Task item: Your response should be the complete listing, copied exactly.

The data:
PR #220, opened 2019-01-30
add before_login signal to allow custom actions before first redirect

### LINKED ISSUE #219: Add option to insert code before `login` redirect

Exercise result:
PR #220, opened 2019-01-30
add before_login signal to allow custom actions before first redirect

### LINKED ISSUE #219: Add option to insert code before `login` redirect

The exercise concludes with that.